<421>Je n'ai point ici les ouvrages de Boileau; mais je me souviens qu'il traduisit, en deux vers,a le vers d'Horace :

Tantalus a labris sitiens fugientia captat
Flumina.b

Vous, le Boileau des princes, vous le traduisez en un seul;c eh! tant mieux; cela en est bien plus fort et plus énergique. J'aime à vous voir imperatoriam gravitatem.

Ce n'est pas là le style qu'en général on reproche aux Allemands. Or, à présent que j'ai eu l'honneur de vous prouver en passant que vous aviez ce petit avantage sur Boileau, il n'est plus surprenant que je vous dise, monseigneur, en toute humilité, qu'il y a dans votre Épître plusieurs vers que je serais bien glorieux d'avoir faits. V. A. R. entend l'art de s'exprimer autant que celui d'être heureux dans toutes les situations. On dit ici Sa Majesté entièrement rétablie. Les vœux de votre cœur vertueux sont exaucés.

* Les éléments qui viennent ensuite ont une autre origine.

Issue #582, opened 2019-07-16
Bogus error about bad kind type parameters on sourced allocation w/ array constructor


klausler:
```
integer :: i, n
integer, allocatable :: a(:)
n = 2
allocate(a(n),source=[(i,i=0,n-1)])
end
```

klausler:
Works if `a` is `INTEGER*8`; probably due to automatic use of `INTEGER*8` for loop controls.

jeanPerier:
**Expected behavior from the standard** :
`[(i,i=0,n-1)]` expression is of kind 8 inside f18: `integer, parameter :: k= kind([(i,i=0,n-1)])` is folded to 8. Hence, allocate semantics reports an error as per C946.
> If source-expr appears, the kind type parameters of each allocate-object shall have the same values as the corresponding type parameters of source-expr.

From 7.8 point 2, `[(i,i=0,n-1)]` should have the same kind as expression `i` which is the one of the ac-do-variable. As per 19.4 point 5, this variable should in this case be of default integer type (which is not kind 8 in this case):
> it has the type and type parameters that it would have if it were the name of a variable in the innermost executable construct or scoping unit that includes the DATA statement or array constructor, and this type shall be integer type.

**Root cause**:
In lib/semantics/expression.cc, the kind of implicit `ac-do-variable` is set to compile-time constant `ImpliedDoIndex::Result` which is `SubscriptInteger` (8). This is not what is mandated by 19.4 point 5.

See: https://github.com/flang-compiler/f18/blob/38789942a74f83d38c1132e96708158738ae0784/lib/semantics/expression.cc#L1082

Also, this conflicts with the symbol table where the ac-do-variable was previously added with kind 4 ( -fdebug-dump-symbols output is `ImpliedDos scope: i (Implicit): ObjectEntity type: INTEGER(4)`). See: https://github.com/flang-compiler/f18/blob/8c63aa94972fb3f7b88f23fa1b78f8b67ffa8732/lib/semantics/resolve-names.cc#L4153

**Different proposed solutions:**

1. Follow 19.4 point 5 and make implicit ac-do-variable follow the implicit rules.
2. Relax C946 and allow type conversions in source allocation in certain scenarios (e.g. same rule as in assignment ?).
3. Leave as it is and forbid such usage (user has to write `allocate(a(n),source=[(i,integer(4)::i=0,n-1)]`)).

[...]

PR #583, opened 2019-07-17
Fix issue #582: implicit ac-do-variable kind in expressions

jeanPerier:
Apply first proposed solution for issue #582: use previously resolved type of `ac-do-variable` from the symbol table when analyzing array constructor with `AcImpliedDo`. The symbol type resolution is compliant with 19.4 point 5 requirements.

### DIFF
--- a/lib/semantics/expression.cc
+++ b/lib/semantics/expression.cc
@@ -1079,10 +1079,10 @@ void ArrayConstructorContext::Add(const parser::AcValue &x) {
                 std::get<parser::AcImpliedDoControl::Bounds>(control.t)};
             Analyze(bounds.name);
             parser::CharBlock name{bounds.name.thing.thing.source};
+            const Symbol *symbol{bounds.name.thing.thing.symbol};
             int kind{IntType::kind};
-            if (auto &its{std::get<std::optional<parser::IntegerTypeSpec>>(
-                    control.t)}) {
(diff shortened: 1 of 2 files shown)


lib/semantics/expression.cc
```diff
@@ -1079,10 +1079,10 @@ void ArrayConstructorContext::Add(const parser::AcValue &x) {
                 std::get<parser::AcImpliedDoControl::Bounds>(control.t)};
             Analyze(bounds.name);
             parser::CharBlock name{bounds.name.thing.thing.source};
+            const Symbol *symbol{bounds.name.thing.thing.symbol};
             int kind{IntType::kind};
-            if (auto &its{std::get<std::optional<parser::IntegerTypeSpec>>(
```
klausler: If an explicit integer type appears in the parse tree, it should be used rather than applying implicit typing to the symbol, yes?

jeanPerier: Yes, but the symbol type resolution in:
https://github.com/flang-compiler/f18/blob/8c63aa94972fb3f7b88f23fa1b78f8b67ffa8732/lib/semantics/resolve-names.cc#L4153
is already doing all this, so I do not see a good reason to re-do it here.

The last line I added in the test file is actually checking that explicit integer types are still applied in here.

PR #585, opened 2019-07-17
[OpenMP] Add Sections and Single Construct check

ichoyjx:
Parse tree for OmpEndSingle needs to be modified to save the provenance of END SINGLE directive and check its own clauses

### DIFF
--- a/lib/semantics/check-omp-structure.cc
+++ b/lib/semantics/check-omp-structure.cc
@@ -98,6 +98,72 @@ void OmpStructureChecker::Leave(const parser::OpenMPBlockConstruct &) {
   ompContext_.pop_back();
 }
 
+void OmpStructureChecker::Enter(const parser::OpenMPSectionsConstruct &x) {
+  const auto &dir{std::get<parser::Verbatim>(x.t)};
+  OmpContext ct{dir.source};
+  ompContext_.push_back(ct);
+  SetContextDirectiveEnum(OmpDirective::SECTIONS);
+  OmpClauseSet allowed{OmpClause::PRIVATE, OmpClause::FIRSTPRIVATE,
+      OmpClause::LASTPRIVATE, OmpClause::REDUCTION};
+  SetContextAllowed(allowed);
+}
+
+void OmpStructureChecker::Leave(const parser::OpenMPSectionsConstruct &x) {
+  ompContext_.pop_back();
+}
+
+void OmpStructureChecker::Enter(const parser::OmpSection &x) {
+  const auto &dir{x.v};  // Verbatim
+  OmpContext ct{dir.source};
+  ompContext_.push_back(ct);
+  SetContextDirectiveEnum(OmpDirective::SECTION);
+
+  if (ompContext_.size() == 1) {
+    context_.Say(
+        dir.source, "Orphaned SECTION directive is prohibited"_err_en_US);
+  } else {
+    if (GetPrevContext().directive != OmpDirective::SECTIONS) {
+      context_.Say(dir.source,
+          "SECTION directive must appear within "
+          "the SECTIONS construct"_err_en_US);
+    }
+  }
+  // TODO: Section-Block association
+}
+
+void OmpStructureChecker::Leave(const parser::OmpSection &x) {
+  ompContext_.pop_back();
+}
+
+void OmpStructureChecker::Enter(const parser::OpenMPSingleConstruct &x) {
+  const auto &dir{std::get<parser::Verbatim>(x.t)};
+  OmpContext ct{dir.source};
+  ompContext_.push_back(ct);
+  SetContextDirectiveEnum(OmpDirective::SINGLE);
+  OmpClauseSet allowed{OmpClause::PRIVATE, OmpClause::FIRSTPRIVATE};
+  SetContextAllowed(allowed);
+}
+
+void OmpStructureChecker::Leave(const parser::OpenMPSingleConstruct &x) {
+  ompContext_.pop_back();
+}
+
+void OmpStructureChecker::Enter(const parser::OmpEndSingle &x) {
+  // EndSingle is in SingleConstruct context
+  const auto &dir{std::get<parser::Verbatim>(x.t)};
+  OmpContext ct{dir.source};
+  ompContext_.push_back(ct);
+  SetContextDirectiveEnum(OmpDirective::END_SINGLE);
+  OmpClauseSet allowed{OmpClause::COPYPRIVATE};
+  SetContextAllowed(allowed);
+  OmpClauseSet allowedOnce{OmpClause::NOWAIT};
+  SetContextAllowedOnce(allowedOnce);
+}
+
+void OmpStructureChecker::Leave(const parser::OmpEndSingle &x) {
+  ompContext_.pop_back();
+}
+
 void OmpStructureChecker::Enter(const parser::OmpBlockDirective &x) {
   switch (x.v) {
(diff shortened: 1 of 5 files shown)


lib/semantics/check-omp-structure.cc
```diff
@@ -98,6 +98,72 @@ void OmpStructureChecker::Leave(const parser::OpenMPBlockConstruct &) {
...
+void OmpStructureChecker::Enter(const parser::OmpSection &x) {
+  const auto &dir{x.v};  // Verbatim
+  OmpContext ct{dir.source};
+  ompContext_.push_back(ct);
+  SetContextDirectiveEnum(OmpDirective::SECTION);
+
+  if (ompContext_.size() == 1) {
+    context_.Say(
+        dir.source, "Orphaned SECTION directive is prohibited"_err_en_US);
+  } else {
```
vjayathirtha-nv: Better to use If-else-if chain I think.

lib/semantics/check-omp-structure.cc
```diff
@@ -98,6 +98,72 @@ void OmpStructureChecker::Leave(const parser::OpenMPBlockConstruct &) {
   ompContext_.pop_back();
 }
 
+void OmpStructureChecker::Enter(const parser::OpenMPSectionsConstruct &x) {
+  const auto &dir{std::get<parser::Verbatim>(x.t)};
+  OmpContext ct{dir.source};
+  ompContext_.push_back(ct);
+  SetContextDirectiveEnum(OmpDirective::SECTIONS);
```
tskeith: I suggest adding a `PushContext` function that allows you to replace these three lines with:
`PushContext(dir.source, OmpDirective::SECTIONS)`

For the places where you push without setting the directive, it would be just:
`PushContext(dir.source);`

lib/semantics/check-omp-structure.cc
```diff
@@ -98,6 +98,72 @@ void OmpStructureChecker::Leave(const parser::OpenMPBlockConstruct &) {
...
+
+void OmpStructureChecker::Enter(const parser::OmpSection &x) {
+  const auto &dir{x.v};  // Verbatim
+  OmpContext ct{dir.source};
+  ompContext_.push_back(ct);
+  SetContextDirectiveEnum(OmpDirective::SECTION);
+
+  if (ompContext_.size() == 1) {
+    context_.Say(
+        dir.source, "Orphaned SECTION directive is prohibited"_err_en_US);
```
tskeith: What does "orphaned" mean? Why isn't this just the same message as below, i.e. "SECTION directive must appear within the SECTIONS construct"?

lib/semantics/check-omp-structure.h
```diff
@@ -121,6 +132,7 @@ class OmpStructureChecker : public virtual BaseChecker {
   };
   // back() is the top of the stack
   const OmpContext &GetContext() const { return ompContext_.back(); }
+  const OmpContext &GetPrevContext() const { return ompContext_.rbegin()[1]; }
```
tskeith: There have to be at least 2 elements on the stack for this to be valid, right? Is that something the caller is supposed to ensure? If so, you should add a check that they are keeping their promise.

Same thing with `GetContext()`, I suppose. It may not be called when the stack is empty, right?

lib/semantics/check-omp-structure.cc
ichoyjx:
```
 !$omp section  <- Orphaned
  a = 0.0
  !$omp sections
  !$omp section
  a = 3.14
  !$omp end sections
```
I think you're right, the error msg applies to this case too. I will remove that.

lib/semantics/check-omp-structure.cc
```diff
@@ -98,6 +98,72 @@ void OmpStructureChecker::Leave(const parser::OpenMPBlockConstruct &) {
...
+
+void OmpStructureChecker::Leave(const parser::OpenMPSectionsConstruct &x) {
+  ompContext_.pop_back();
+}
+
+void OmpStructureChecker::Enter(const parser::OmpSection &x) {
+  const auto &dir{x.v};  // Verbatim
+  OmpContext ct{dir.source};
+  ompContext_.push_back(ct);
+  SetContextDirectiveEnum(OmpDirective::SECTION);
```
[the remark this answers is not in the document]
ichoyjx: Yes, `Block` will be the child of `OmpSection` and it is in the plan. And I agree with you on the pushing context part, I will do that the same as the nesting check, which is to check before pushing context. Thanks.

lib/semantics/check-omp-structure.cc
```diff
@@ -291,12 +357,26 @@ void OmpStructureChecker::Leave(const parser::OmpClauseList &) {
...
+    }
+  }
 }
 
 void OmpStructureChecker::Enter(const parser::OmpClause &x) {
   SetContextClause(x);
 }
 
+void OmpStructureChecker::Enter(const parser::OmpNowait &) {
+  CheckAllowed(OmpClause::NOWAIT);
```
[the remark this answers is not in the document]
ichoyjx: I added the restrictions in the `Enter` of `OmpNowait`. This helped to find a parser bug, thanks!

lib/semantics/check-omp-structure.cc
ichoyjx: Addressed by overloading functions.

lib/semantics/check-omp-structure.cc
ichoyjx: `GetPrevContext` is removed based on Jean's comment.

lib/semantics/check-omp-structure.h
ichoyjx: `CHECK` was added to enforce the empty check.

lib/semantics/check-omp-structure.h
```diff
@@ -131,8 +133,11 @@ class OmpStructureChecker : public virtual BaseChecker {
     std::multimap<OmpClause, const parser::OmpClause *> clauseInfo;
   };
   // back() is the top of the stack
-  const OmpContext &GetContext() const { return ompContext_.back(); }
-  const OmpContext &GetPrevContext() const { return ompContext_.rbegin()[1]; }
+  // TODO: remove CHECK after all directives/clauses are checked
```
tskeith: I think you should keep the CHECK (and remove this comment).

lib/semantics/check-omp-structure.h
```diff
@@ -131,8 +133,11 @@ class OmpStructureChecker : public virtual BaseChecker {
...
+  const OmpContext &GetContext() const {
+    CHECK(!ompContext_.empty());
+    return ompContext_.back();
+  }
   void SetContextDirectiveSource(const parser::CharBlock &directive) {
     ompContext_.back().directiveSource = directive;
```
tskeith: Use `GetContext()` here instead of `ompContext_.back()` so that it is checked here too.

ichoyjx: But here `GetContext` is returning a constant reference... Probably better to add `CHECK` for all the setters?

tskeith: It would be better to have a non-const overload of GetContext(), like this:
```
  OmpContext &GetContext() {
    CHECK(!ompContext_.empty());
    return ompContext_.back();
  }
  const OmpContext &GetContext() const {
    return const_cast<OmpStructureChecker *>(this)->GetContext();
  }
```

Or, if you never call GetContext from a const member function, you could omit the second one.

PR #1160, opened 2014-06-13
Add 'input' binding for real-time updates from text fields

mbest:
The `value` binding documentation includes examples of `valueUpdate` options (`keyup`, `keypress`, and `afterkeydown`) and recommends `afterkeydown` as the best choice to keep the view model updated in real-time. But in modern browsers, `input` is actually the best choice since it fires for changes from mouse events (such as from the context menu or drag-and-drop).

I propose that we present the `input` event as the preferred option for real-time updates. In browsers that don't support `input`, we can simulate it using `afterkeydown` and/or `propertychange`.

In the meantime, we should add `input` as a suggested option in the documentation.

### DIFF
--- a/src/binding/defaultBindings/textInput.js
+++ b/src/binding/defaultBindings/textInput.js
@@ -106,10 +106,11 @@ ko.bindingHandlers['textInput'] = {
                 }
             });
         } else {
-            if (ko.utils.ieVersion < 9) {
+            if (ko.utils.ieVersion < 10) {
                 // Internet Explorer <= 8 doesn't support the 'input' event, but does include 'propertychange' that fires whenever
                 // any property of an element changes. Unlike 'input', it also fires if a property is changed from JavaScript code,
-                // but that's an acceptable compromise for this binding.
+                // but that's an acceptable compromise for this binding. IE 9 does support 'input', but since it doesn't fire it
+                // when using autocomplete, we'll use 'propertychange' for it also.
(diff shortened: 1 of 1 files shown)


MaleDong:
Hello:

I tested "input" on IE8,7,6. And I wanna know what process we are now? And you said earlier that we can consider using "onpropertyChanged" event (ONLY FOR IE). So is that OK?

PS：Of course I know that it won't be an easy task to support all kinds of browsers……Hmmmmm……If we can support more, that'd be better;)

mbest:
@MaleDong, Knockout includes the `textInput` binding that does what you're looking for.

MaleDong:
Well……Is that the latest version that has the property?
Any examples on your official website? I didn't find anything about that?

mbest:
http://knockoutjs.com/documentation/textinput-binding.html

alundiak:
There are 2 items I'm wondering:
1) According best practices we better use camelCase whenever we can. So I would say to have only `textInput`
2) From consistency and standard prospective, I would say we have to have standard following.
So following this behavior, we have to have aliases for rest bindingsHandlers `selectedOptions`, `checkedValue`, `uniqueName` ?. 

IMHO I don't need aliases, I would reduce amount code and got rid of aliases features. For me camelCase rule has bigger priority.

@mbest what do you think? Is this aliasing is the final approach that KO will use and follow?

PR #1448, opened 2014-07-03
Update the array utilities to use the native methods

ismell:
By using the native methods this opens up an interesting usecase. I was playing around with the component flow and was having a hard time because my View Models are created by the template engine. What I needed was a way for my Backbone collections and models to get passed in as parameters into my View Models. 

viewmodel.js

```
var viewModel = {collection: ko.observable(new Backbone.Collection())}
```

template.html

```
<!-- ko foreach: collection -->  
  <custom-component params="model: $data"></repository-card>
<!-- /ko -->
```

After some digging around I found that if I just use the _native_ methods in the array helpers everything else just works.

The last step was to hook onto the collections events so I wrote a quick extender that will do just that. https://gist.github.com/ismell/d4f977f2d7a4a86b9cb1

So now if I just extend my observable with trackCollectionChanges my views will correctly update whenever my backbone collection changes.

viewmodel.js

```
var viewModel = {
    collection: ko.observable(new Backbone.Collection()).extend({'trackCollectionChanges': true})
}
```

Sorry for the long story...

### DIFF
--- a/spec/observableArrayChangeTrackingBehaviors.js
+++ b/spec/observableArrayChangeTrackingBehaviors.js
@@ -74,6 +74,32 @@ describe('Observable Array change tracking', function() {
         });
     });
 
+    it('Converts a non array to an array', function() {
+        captureCompareArraysCalls(function(callLog) {
+            var myArray = ko.observable('hello').extend({'trackArrayChanges':true}),
+                changelist1;
+
+            myArray.subscribe(function(changes) { changelist1 = changes; }, null, 'arrayChange');
+            myArray(1);
+
+            // See that, not only did it invoke compareArrays only once, but the
+            // return values from getChanges are the same array instances
+            expect(callLog.length).toBe(1);
+            expect(changelist1).toEqual([
+                { status: 'deleted', value: 'hello', index: 0 },
+                { status: 'added', value: 1, index: 0 }
+            ]);
+
+            // Objects get converted to Array
+            myArray({a: 1});
+            expect(callLog.length).toBe(2);
+            expect(changelist1).toEqual([
+                { status: 'deleted', value: 1, index: 0 },
+                { status: 'added', value: {a: 1}, index: 0 }
+            ]);
+        });
+    });
+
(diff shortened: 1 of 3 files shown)


fastfasterfastest:
This changes the behavior of `ko.utils.arrayFirst` if an element is not found in the array.  Previously, `ko.utils.arrayFirst` returned `null` if an element was not found.  With this change,  `ko.utils.arrayFirst` returns `undefined` if an element is not found.

Is this an intentional change of behavior of `ko.utils.arrayFirst`?

I am running into this because I am doing strict equality check against between the return value and `undefined`

mbest:
I wonder why that wasn't caught by the tests. Probably we should change it back.

fastfasterfastest:
Yes, it was a surprise to me that `ko.utils.arrayFirst` changed behavior.  And maybe it will be to others as well.  That said, it is easy enough for me to adjust my code to use another check as long as it is well defined what the return value will be.

It might be tricky to implement `ko.utils.arrayFirst` using `Array.prototype.find` (assuming `ko.utils.arrayFirst` should return `null` when an element is not found).  In particular if the element that fulfills the predicate has the value `undefined`...

mbest:
I think having `arrayFirst` return `undefined` is preferable to make it match the official `find` function. We'll have to note this change in the release notes, of course.

fastfasterfastest:
There are no bug reports or other issues reported with regards to `ko.utils.arrayFirst`, right?  Yet, the behavior of it is changed and a breaking change is introduced for seemingly no good reason.

An alternative course of action would be to leave `ko.utils.arrayFirst` as-is/was (returning `null` if element is not found) and add `ko.utils.arrayFind`, if deemed needed and necessary, that behaves like `Array.find` (returning `undefined` if element is not found.)

ManuelHaas:
@mbest Can you please list changing the return value of ko.utils.arrayFirst as breaking change in the release history! Thx

mbest:
@ManuelHaas updated https://github.com/knockout/knockout/releases/tag/v3.5.0-rc2

Issue #1307, opened 2014-02-10
Instead of `instanceof` use `toString` to solve cross-frame/context issues


faridnsh:
So I use jsdom to run my binding handlers unit tests. And I realized checked binding is failing to recognize that the value of the binding is an array but it was treating it as a boolean, so checked binding was checking all my checkboxes instead of one. I checked knockout source and found the problem was coming from this line: [`ko.utils.unwrapObservable(valueAccessor()) instanceof Array`](https://github.com/knockout/knockout/blob/31b9df3a05326de1c46e8ac326f02016e6ce2d29/src/binding/defaultBindings/checked.js#L76), 

The problem is that my unit tests is in one context(the main nodejs script context) and knockoutjs source script is evaluated in another context(done by jsdom). And the `Array` constructor is different in both contexts. Same issue happens when if the array came from another frame in the browser.

This problem has been described here: http://perfectionkills.com/instanceof-considered-harmful-or-how-to-write-a-robust-isarray/

To replicate the problem on browser you can try this:

```
var iframe = document.createElement('iframe');
document.body.appendChild(iframe);
xArray = window.frames[window.frames.length-1].Array;
var arr = new xArray(1,2,3); // [1,2,3]

// Boom!
arr instanceof Array; // false

// Boom!
arr.constructor === Array; // false
```

As a fix, we can add a util function called isArray:

```
knokcout.utils.isArray = Array.isArray || function isArray(o) {
  return Object.prototype.toString.call(o) === '[object Array]';
};
```

But arrays are not the only things that are checked with instanceof. I found this other checking if object is primitive or not:
https://github.com/knockout/knockout/blob/c59104cde3eaeb2120203a17a19d2fd620df1055/src/subscribables/mappingHelpers.js#L27

and also somebody asked for this before: https://github.com/knockout/knockout/pull/184#issuecomment-24156563

Note that most of popular utilities libraries(underscore, lodash, sugar, jquery) use this method to check the type.

aufula:
please fix this

PR #1465, opened 2014-07-22
Remove use of instanceof

JamesThorpe:
instanceof does not work correctly for cross frame code.  Removed it's use in mapJsObjectGraph to fix ko.toJS on cross-frame objects.

See here for example of problem caused:
http://stackoverflow.com/questions/24890168/ko-tojs-converting-array-to-object/

And here for a bug report for using instanceof in general:
https://github.com/knockout/knockout/issues/1307

### DIFF
--- a/src/subscribables/mappingHelpers.js
+++ b/src/subscribables/mappingHelpers.js
@@ -28,7 +28,7 @@
         if (!canHaveProperties)
             return rootObject;
 
-        var outputProperties = rootObject instanceof Array ? [] : {};
+        var outputProperties = toString.call(rootObject) === "[object Array]" ? [] : {};
         visitedObjects.save(rootObject, outputProperties);
 
         visitPropertiesOrArrayEntries(rootObject, function(indexer) {


aufula:
+1 to this MR. but it is still not be  merged to master

brianmhunt:
The idea here is right.  The canonical way, following MDN, would probably be a polyfill.

```javascript
if (!Array.isArray) {
  Array.isArray = function(arg) {
    return Object.prototype.toString.call(arg) === '[object Array]';
  };
}
```

JamesThorpe:
I think the reason it didn't get beyond my initial couple of stabs at it is that at the time I didn't have time to get the build process working to ensure any tests I wrote to go with the patch worked correctly.  Interestingly the same issue has cropped up for us again a month or two ago, and after debugging for a while we found that we'd hit the same issue, 2 years later... I think maybe I should be able to justify spending some time on it at some point so that our internal patch can be accepted upstream :)

PR #1511, opened 2014-09-03
Spectator-mode subscriptions OR "side-effect-free" subscriptions

lcorneliussen:
In #855 knockout "fixed" the flaw that a subscribe on a deferredComputed wouldn't lead to it's computation.

However, in some cases it is still desired to subscribe to a deferred or pure computed without beeing counted as an active subscriber.

This could be solved by adding an option to subscriptions, that could be called `spectatorMode` (`true` /`false`). Subscriptions in spectatorMode would behave differently in a couple of ways:

*For deferred computed observables:*
(same as before the #855 fix)

* they would not lead to computation
* when the computed is evaluated after subscribe, the subscription would be informed about the initial computed value

*For pure computed observables:*

* They would not awaken a sleeping pure computed
* The pure computed would fall asleep, if all "normal" subscriptions are disposed
* On awake, they would get triggered with the computed value.
* On falling asleep, they would get triggered with an "undefined" value.

It would also make sence to introduce a mode for pureComputed, stating, if the computed value should be cached, although the computed falls asleep. Then on awake it can compare the values and only notify the spectatorMode-subscriptions, if the value has changed since when it was awake last time.

We have already coded this in a patch, since we need it. But we'd like to discuss it before integrating it into knockout, submitting a pull request and implementing (more) tests.

This is a very important feature for us, since we have designed our api around it. And we would be very happy, if we didn't need to maintain our own fork, but find a solution together instead.

### DIFF
--- a/src/subscribables/dependentObservable.js
+++ b/src/subscribables/dependentObservable.js
@@ -100,6 +100,9 @@ ko.computed = ko.dependentObservable = function (evaluatorFunctionOrOptions, eva
                 });
                 _dependenciesCount = 0;
                 _latestValue = readFunction.call(evaluatorFunctionTarget);
+
+                dependentObservable['notifySubscribers'](_latestValue, null, true /* Only subscribers in suspectorMode */);
+
             } finally {
                 ko.dependencyDetection.end();
                 _isBeingEvaluated = false;
@@ -153,9 +156,7 @@ ko.computed = ko.dependentObservable = function (evaluatorFunctionOrOptions, eva
                     _latestValue = newValue;
                     if (DEBUG) dependentObservable._latestValue = _latestValue;
 
-                    if (suppressChangeNotification !== true) {  // Check for strict true value since setTimeout in Firefox passes a numeric value to the function
-                        dependentObservable["notifySubscribers"](_latestValue);
-                    }
+                    dependentObservable['notifySubscribers'](_latestValue, null, suppressChangeNotification == true /* Only subscribers in suspectorMode */);
                 }
             } finally {
                 _isBeingEvaluated = false;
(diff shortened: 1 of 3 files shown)


lcorneliussen:
That worked fine! Thank you very much for you help.

brianmhunt:
On the basis that this is a dupe of #1576 or otherwise @lcorneliussen thinks the workaround is good, I'll close this. Please let me know though if I'm jumping the gun here. :)

lcorneliussen:
Actually this is not yet solved. Tested a bit more...

When I subscribe to a computed that doesn*t register dependencies, it won't awake and hence i won't get any notification about the new value.

What about an "evaluated" event that just publishes all changes done to _latestValue?

mbest:
@lcorneliussen - I don't know that we'll add an "evaluated" event, but you might be able to generate it outside of Knockout. Maybe something like this:

```javascript
function myPureComputed (evaluator) {
    var wrappedEvaluator = function () {
        var value = evaluator();
        computed.notifySubscribers(value, 'evaluated');
        return value;
    }; 
    var computed = ko.pureComputed(wrappedEvaluator);
    return computed;  
}
```

lcorneliussen:
Hm. right. or just live with the fork. again. 

"evaluate" is also misleading - shouldn't fire if it didn't change.

"change" is perfect. Just one that actually only fires when _latestValue is changed and does nothing else :-)

mbest:
> "change" is perfect. Just one that actually only fires when _latestValue is changed and does nothing else :-)

That might be possible. Can you open a new issue for this?

lcorneliussen:
"cache" or "change"? I think "cache" is a good name. The value in the cache was updatede - for whatever reason.

lcorneliussen:
Added "cache" in an edit - maybe you didn't see it.

mbest:
> Added "cache" in an edit - maybe you didn't see it.

Which issue?

lcorneliussen:
This one :-) #1511

lcorneliussen:
I'll open a new issue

Vous direz toujours comme Horace :

Nave ferar magna an parva, ferar unus et idem.d

Les plaisirs, l'amitié, l'étude,
Vous suivront dans la solitude.
Du haut du mont Rémus vous instruirez les rois;
Le véritable trône est partout où vous êtes.
Les arts et les vertus, dans vos douces retraites,


a Boileau dit dans sa quatrième Satire, A M. l'abbé Le Vayer, v. 64 :
     

A grossir un trésor qui ne lui sert de rien.

Après ce vers il y en avait treize autres, que l'auteur a retranchés plus tard :
     

Dites-moi, pauvre esprit, âme basse et vénale,
Ne vous souvient-il point du tourment de Tantale,
Qui, dans le triste état où le ciel l'a réduit,
Meurt de soif au milieu d'un fleuve qui le suit? etc.

b Horace, Satires, liv. I, sat. 1, v. 68 et 69.

c Voyez l'Épître sur la Gloire et l'Intérêt, t. X, p. 89.

d Voyez ci-dessus, p. 159.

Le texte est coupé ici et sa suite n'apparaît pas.